[Collected data entries]
....................

PR #572, opened 2018-02-05
feat(SmallToggle): Add small toggle component

alisonjoseph:
https://github.ibm.com/Bluemix/carbon-issues/issues/453

#### Changelog

**New**

Small Toggle Component

### DIFF
--- a/src/components/ToggleSmall/ToggleSmall.js
+++ b/src/components/ToggleSmall/ToggleSmall.js
@@ -61,17 +61,18 @@ const ToggleSmall = ({
 
 ToggleSmall.propTypes = {
   className: PropTypes.string,
+  /**
+   * `true` to make it toggled by default.
+   */
   defaultToggled: PropTypes.bool,
   onToggle: PropTypes.func,
   id: PropTypes.string.isRequired,
   toggled: PropTypes.bool,
-  small: PropTypes.bool,
   ariaLabel: PropTypes.string.isRequired,
 };
 
 ToggleSmall.defaultProps = {
   defaultToggled: false,
-  small: false,
   onToggle: () => {},
 };
 
--- a/src/components/ToggleSmall/ToggleSmall.js
+++ b/src/components/ToggleSmall/ToggleSmall.js
@@ -60,14 +60,29 @@ const ToggleSmall = ({
 };
 
 ToggleSmall.propTypes = {
+  /**
+   * The CSS class for the toggle
+   */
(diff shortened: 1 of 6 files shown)


src/components/ToggleSmall/ToggleSmall.js
```diff
@@ -0,0 +1,78 @@
...
+            <path d="M2.2403 2.7299L4.9245 0 6 1.1117 2.2384 5 0 2.6863 1.0612 1.511z" />
+          </svg>
+        </span>
+      </label>
+    </div>
+  );
+};
+
+ToggleSmall.propTypes = {
+  className: PropTypes.string,
```
asudoh: Great to have comments explaining what those properties are for. If you do that, `Info` button at the top right will show those properties. The comment should be styled in:

```javascript
/**
 * `true` to make it toggled by default.
 */
defaultToggled: PropTypes.bool,
```

src/components/ToggleSmall/ToggleSmall.js
```diff
@@ -0,0 +1,78 @@
...
+  defaultToggled: PropTypes.bool,
+  onToggle: PropTypes.func,
+  id: PropTypes.string.isRequired,
+  toggled: PropTypes.bool,
+  small: PropTypes.bool,
```
asudoh: Did you mean to remove this prop (along with the `defaultProps`)?

alisonjoseph: Oops, I don't need the small prop. Is that what you are referring to, or something else?

src/components/ToggleSmall/ToggleSmall.js
alisonjoseph: Should we be adding a comment for every property moving forward, or just the properties we think need an explanation?

src/components/ToggleSmall/ToggleSmall.js
asudoh: Yes @alisonjoseph it’s what exactly I meant. Thank you for your quick fix!

src/components/ToggleSmall/ToggleSmall.js
asudoh: Good question - I tend to comment everything just for a consistency check, but I see comments for some self-explanatory ones may be useless. My suggestion is being careful with ones that *look* self-explanatory and see if they really are (e.g. if we have `id` where is it applied to?). Thank you for asking!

....................

**WHAT THE EXERCISE ASKS**
If a line in the data above contains "Thank", return that line.

**EXERCISE RESPONSE**
asudoh: Yes @alisonjoseph it’s what exactly I meant. Thank you for your quick fix!
asudoh: Good question - I tend to comment everything just for a consistency check, but I see comments for some self-explanatory ones may be useless. My suggestion is being careful with ones that *look* self-explanatory and see if they really are (e.g. if we have `id` where is it applied to?). Thank you for asking!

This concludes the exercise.